Issue #788, opened 2026-07-27
The 'memory leak' detection in cluster and worker aggregation prevents supporting prometheus and openmetrics in the same process


jdmarshall:
There are better ways to prevent memory leaks for event listeners in unit tests that don't clobber runtime functionality in the bargain.

jdmarshall:
The PR I have open for this breaks the per instance lookup tables into file-scoped, and relies on the fact that any parallel requests have distinct IDs which will end up routing the responses to the proper listener.

That could still have a problem with `watch` commands but is more of an issue when you're actually trying to debug telemetry instead of something else in your application. We could do something with a global variable to track the counter, so that reloads still result in monotonically increasing numbers.

Issue #501, opened 2022-04-22
AggregatorRegistry Metrics Error - Operation Timed out


austonpramodh:
I am trying to integrate prom client into a cluster-enabled project. Unfortunately, I don't get any response from the Aggregator endpoint. I do get responses from the "/metrics" from the worker nodes, but when I hit the "/cluster_metrics" I get an error saying "Operation Timed out".

**I would like to understand how the aggregator gets the metrics from the works, This might help me understand if I am doing and mistakes.**

## Master Server
<img width="773" alt="image" src="https://user-images.githubusercontent.com/5049050/164570771-8191833f-bb3a-43e2-999d-e11dbc850572.png">

## Worker Server - Already runs an HTTP server, therefore created a handler.
<img width="773" alt="image" src="https://user-images.githubusercontent.com/5049050/164570960-cb12fe6f-cf13-4a81-be35-d23549848730.png">

## Error
<img width="482" alt="Screen Shot 2022-04-21 at 8 13 22 PM" src="https://user-images.githubusercontent.com/5049050/164570831-3d7f6ae5-43cb-45ff-89a2-c2ec4072d294.png">

austonpramodh:
I found the solution for this, So looking at the [ClusterMtrics file](https://github.com/siimon/prom-client/blob/master/lib/cluster.js), It uses even emitter to collect the metrics from the workers. Therefore the AggregatorRegistry class needs to be instantiated on workers as well which I wasn't doing, I was just instantiating it in the master process.

![image](https://user-images.githubusercontent.com/5049050/165050271-4268d24a-6851-4f2d-b932-8b14c21945a8.png)

Thanks. Closing this issue.

zbjornson:
This was actually a mistake in a recent release, see #464. I haven't had any time to work on prom-client to address it, but you found the workaround.

SpComb:
We ran into the same issue as a regression, where cluster metrics stopped working after an upgrade from 13.1.0 -> 14.0.1.

Perhaps this issue should be re-opened, as #464 has not been merged, and there isn't yet any released version that fixes this issue?

zbjornson:
Since so much time has passed and since a few releases have been made since the regression, I'm going to try to find a non-breaking fix that allows either usage pattern.

morgaan:
I hoped that the latest major version (15) update would address that. It's not. Feel like I'm stuck with `13.1.0` for another while.
[...]

PR #789, opened 2026-07-28
Cluster fixes

### LINKED ISSUE #155: Cluster event listeners are attached even if not using clusters
Because of https://github.com/siimon/prom-client/blob/426941fbc22433fff932d8f9fb09ebba4818f514/index.js#L24, https://github.com/siimon/prom-client/blob/426941fbc22433fff932d8f9fb09ebba4818f514/lib/cluster.js#L131-L170 is always ran

This results in a memory leak if `require('prom-client');` is done multiples times and the `require.cache` is blown away, as might happen in tests.

I get the following after rerunning my tests, which blow away the require cache in order to mock a dep. `(node:80194) MaxListenersExceededWarning: Possible EventEmitter memory leak detected. 11 message listeners added. Use emitter.setMaxListeners() to increase limit`

jdmarshall:
Rework of worker and cluster lifecycle management. Also allows the primary cluster thread to report stats, adds debug information to common possible failure paths.

Fixes #155, #181, #183, #280, #501, #563, #788

### DIFF
--- a/example/cluster.js
+++ b/example/cluster.js
@@ -22,6 +22,10 @@ const metricsServer = express();
 const clusterRegistry = new ClusterRegistry();
 
 if (cluster.isPrimary) {
+	require('../').collectDefaultMetrics({
+		gcDurationBuckets: [0.001, 0.01, 0.1, 1, 2, 5], // These are the default buckets.
+	});
+
 	for (let i = 1; i <= 4; i++) {
 		cluster.fork({ ...process.env, PORT: 3000 + i });
 	}
--- a/example/cluster.js
+++ b/example/cluster.js
@@ -36,6 +36,7 @@ if (cluster.isPrimary) {
 			res.set('Content-Type', clusterRegistry.contentType);
 			res.send(metrics);
 		} catch (ex) {
+			console.error(ex);
 			res.statusCode = 500;
 			res.send(ex.message);
 		}
--- a/lib/cluster.js
+++ b/lib/cluster.js
@@ -22,6 +22,7 @@
  * cluster master.
  */
 
+const { debuglog } = require('node:util');
 const Registry = require('./registry');
 // We need to lazy-load the 'cluster' module as some application servers -
 // namely Passenger - crash when it is imported.
@@ -31,20 +32,71 @@ let cluster = () => {
 	return data;
 };
 
+const debug = debuglog('prom:metrics:cluster');
+const ANNOUNCEMENT = '@prometheus-io/client:announcement';
 const GET_METRICS_REQ = '@prometheus-io/client:getMetricsReq';
 const GET_METRICS_RES = '@prometheus-io/client:getMetricsRes';
 
 let registries = [Registry.globalRegistry];
 let requestCtr = 0; // Concurrency control
-let listenersAdded = false;
 const requests = new Map(); // Pending requests for workers' local metrics.
 
 class AggregatorRegistry extends Registry {
+	/**
+	 * Create a Registry.
+	 * @param regContentType
+	 */
 	constructor(regContentType = Registry.PROMETHEUS_CONTENT_TYPE) {
 		super(regContentType);
-		addListeners();
+
+		if (cluster().isPrimary) {
+			this.workers = new Map();
+		}
+
+		addListeners(this);
 	}
 
+	addWorker(id) {
+		if (this.workers.has(id)) {
+			debug('duplicate worker announcement', id);
+			return;
+		}
+
+		const worker = cluster().workers[id];
+
+		worker.on('disconnect', () => {
+			debug('worker disconnected', id);
+			this.workers.delete(id);
+		});
+
+		worker.on('message', message => {
+			if (message.type === GET_METRICS_RES) {
+				const request = requests.get(message.requestId);
+
+				if (request === undefined) {
+					debug('unexpected results from worker', id);
+					return;
+				}
+
+				const response = request.responseHandlers.get(id);
+				if (response === undefined) {
+					return;
+				}
+				request.responseHandlers.delete(id);
+
+				if (message.error) {
+					response.reject(new Error(message.error));
+				} else {
+					response.resolve({
+						threadId: id,
+						metrics: message.metrics,
+					});
+				}
+			}
+		});
+
+		this.workers.set(id, worker);
+	}
 	/**
 	 * Gets aggregated metrics for all workers. The optional callback and
 	 * returned Promise resolve with the same value; either may be used.
@@ -53,9 +105,9 @@ class AggregatorRegistry extends Registry {
 	 */
 	clusterMetrics() {
 		const requestId = requestCtr++;
-		const workers = Object.values(cluster().workers)
-			.filter(worker => worker.isConnected())
-			.sort((left, right) => left.id - right.id);
+		const orderedWorkers = [...this.workers.values()].sort(
+			(left, right) => left.id - right.id,
+		);
 
 		return new Promise((resolve, reject) => {
 			let settled = false;
@@ -78,37 +130,37 @@ class AggregatorRegistry extends Registry {
 				responseHandlers,
 				done,
 				errorTimeout: setTimeout(() => {
-					const err = new Error('Operation timed out.');
+					const err = new Error(
+						`Operation timed out. ${request.responseHandlers.size} outstanding responses.`,
+					);
 					request.done(err);
-				}, 5000),
+				}, 5_000),
 			};
 			requests.set(requestId, request);
-
-			const message = {
-				type: GET_METRICS_REQ,
-				requestId,
-			};
-
-			if (workers.length === 0) {
-				// No workers were up
-				process.nextTick(() => done(undefined, ''));
-				return;
-			}
-
-			const responsePromises = workers.map(
+			const responsePromises = orderedWorkers.map(
 				worker =>
 					new Promise((resolveResponse, rejectResponse) => {
 						responseHandlers.set(worker.id, {
 							resolve: resolveResponse,
 							reject: rejectResponse,
 						});
-						worker.send(message);
+
+						worker.send({
+							type: GET_METRICS_REQ,
+							requestId,
+						});
 					}),
 			);
 
-			Promise.all(responsePromises)
-				.then(metrics => Registry.aggregate(metrics.flat()).metrics())
-				.then(result => done(undefined, result), done);
+			if (responsePromises.length === 0) {
+				debug('No workers found for requestId', requestId);
+				process.nextTick(() => done(undefined, ''));
+			} else {
+				Promise.all(responsePromises)
+					.then(responses => responses.flatMap(response => response.metrics))
+					.then(metrics => Registry.aggregate(metrics).metrics())
+					.then(result => done(undefined, result), done);
+			}
 		});
 	}
 
@@ -157,54 +209,51 @@ class AggregatorRegistry extends Registry {
  * than once).
  * @returns {void}
  */
-function addListeners() {
-	if (listenersAdded) return;
-	listenersAdded = true;
-
+function addListeners(registry) {
 	if (cluster().isPrimary) {
 		// Listen for worker responses to requests for local metrics
 		cluster().on('message', (worker, message) => {
-			if (message.type === GET_METRICS_RES) {
-				const request = requests.get(message.requestId);
-
-				if (request === undefined) {
-					return;
-				}
-
-				const response = request.responseHandlers.get(worker.id);
-				if (response === undefined) {
-					return;
-				}
-				request.responseHandlers.delete(worker.id);
-
-				if (message.error) {
-					response.reject(new Error(message.error));
-				} else {
-					response.resolve(message.metrics);
-				}
+			if (message.type === ANNOUNCEMENT) {
+				registry.addWorker(worker.id);
 			}
 		});
+
+		announce();
 	} else {
 		// Respond to master's requests for worker's local metrics.
-		process.on('message', message => {
-			if (message.type === GET_METRICS_REQ) {
-				Promise.all(registries.map(r => r.getMetricsAsJSON()))
-					.then(metrics => {
-						process.send({
-							type: GET_METRICS_RES,
-							requestId: message.requestId,
-							metrics,
-						});
-					})
-					.catch(error => {
-						process.send({
-							type: GET_METRICS_RES,
-							requestId: message.requestId,
-							error: error.message,
-						});
+		process.on('message', async message => {
+			if (message.type === ANNOUNCEMENT) {
+				process.send({ type: ANNOUNCEMENT });
+			} else if (message.type === GET_METRICS_REQ) {
+				const metrics = await Promise.all(
+					registries.map(r => r.getMetricsAsJSON()),
+				);
+
+				try {
+					process.send({
+						type: GET_METRICS_RES,
+						requestId: message.requestId,
+						metrics,
 					});
+				} catch (error) {
+					process.send({
+						type: GET_METRICS_RES,
+						requestId: message.requestId,
+						error: error.message,
+					});
+				}
 			}
 		});
+
+		process.send({ type: ANNOUNCEMENT });
+	}
+}
+
+function announce() {
+	for (const worker of Object.values(cluster().workers)) {
+		if (worker.isConnected()) {
+			worker.send({ type: ANNOUNCEMENT });
+		}
 	}
 }
 
--- a/lib/cluster.js
+++ b/lib/cluster.js
@@ -39,7 +39,9 @@ const GET_METRICS_RES = '@prometheus-io/client:getMetricsRes';
 
 let registries = [Registry.globalRegistry];
 let requestCtr = 0; // Concurrency control
+let listenersAdded = false;
 const requests = new Map(); // Pending requests for workers' local metrics.
+const workers = new Map();
 
 class AggregatorRegistry extends Registry {
 	/**
@@ -49,54 +51,9 @@ class AggregatorRegistry extends Registry {
 	constructor(regContentType = Registry.PROMETHEUS_CONTENT_TYPE) {
 		super(regContentType);
 
-		if (cluster().isPrimary) {
-			this.workers = new Map();
-		}
-
-		addListeners(this);
+		addListeners();
 	}
 
-	addWorker(id) {
-		if (this.workers.has(id)) {
-			debug('duplicate worker announcement', id);
-			return;
-		}
-
-		const worker = cluster().workers[id];
-
-		worker.on('disconnect', () => {
-			debug('worker disconnected', id);
-			this.workers.delete(id);
-		});
-
-		worker.on('message', message => {
-			if (message.type === GET_METRICS_RES) {
-				const request = requests.get(message.requestId);
-
-				if (request === undefined) {
-					debug('unexpected results from worker', id);
-					return;
-				}
-
-				const response = request.responseHandlers.get(id);
-				if (response === undefined) {
-					return;
-				}
-				request.responseHandlers.delete(id);
-
-				if (message.error) {
-					response.reject(new Error(message.error));
-				} else {
-					response.resolve({
-						threadId: id,
-						metrics: message.metrics,
-					});
-				}
-			}
-		});
-
-		this.workers.set(id, worker);
-	}
 	/**
 	 * Gets aggregated metrics for all workers. The optional callback and
 	 * returned Promise resolve with the same value; either may be used.
@@ -105,9 +62,9 @@ class AggregatorRegistry extends Registry {
 	 */
 	clusterMetrics() {
 		const requestId = requestCtr++;
-		const orderedWorkers = [...this.workers.values()].sort(
-			(left, right) => left.id - right.id,
-		);
+		const orderedWorkers = [...workers.values()]
+			.filter(worker => worker.isConnected())
+			.sort((left, right) => left.id - right.id);
 
 		return new Promise((resolve, reject) => {
 			let settled = false;
@@ -216,44 +173,106 @@ class AggregatorRegistry extends Registry {
  * than once).
  * @returns {void}
  */
-function addListeners(registry) {
+function addListeners() {
+	if (listenersAdded) {
+		return;
+	}
+
+	listenersAdded = true;
+
 	if (cluster().isPrimary) {
-		// Listen for worker responses to requests for local metrics
-		cluster().on('message', (worker, message) => {
-			if (message.type === ANNOUNCEMENT) {
-				registry.addWorker(worker.id);
-			}
-		});
+		replaceListener('message', cluster(), primaryListener);
+		replaceListener('disconnect', cluster(), disconnect);
 
 		announce();
 	} else {
-		// Respond to master's requests for worker's local metrics.
-		process.on('message', async message => {
-			if (message.type === ANNOUNCEMENT) {
-				process.send({ type: ANNOUNCEMENT });
-			} else if (message.type === GET_METRICS_REQ) {
-				const metrics = await Promise.all(
-					registries.map(r => r.getMetricsAsJSON()),
-				);
+		replaceListener('message', process, workerListener);
 
-				try {
-					process.send({
-						type: GET_METRICS_RES,
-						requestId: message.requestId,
——————————
Work instruction
The line containing "There are better" marks the end. Please print exactly every line from the top of the data to it, both included, and nothing more.

Task result
Issue #788, opened 2026-07-27
The 'memory leak' detection in cluster and worker aggregation prevents supporting prometheus and openmetrics in the same process


jdmarshall:
There are better ways to prevent memory leaks for event listeners in unit tests that don't clobber runtime functionality in the bargain.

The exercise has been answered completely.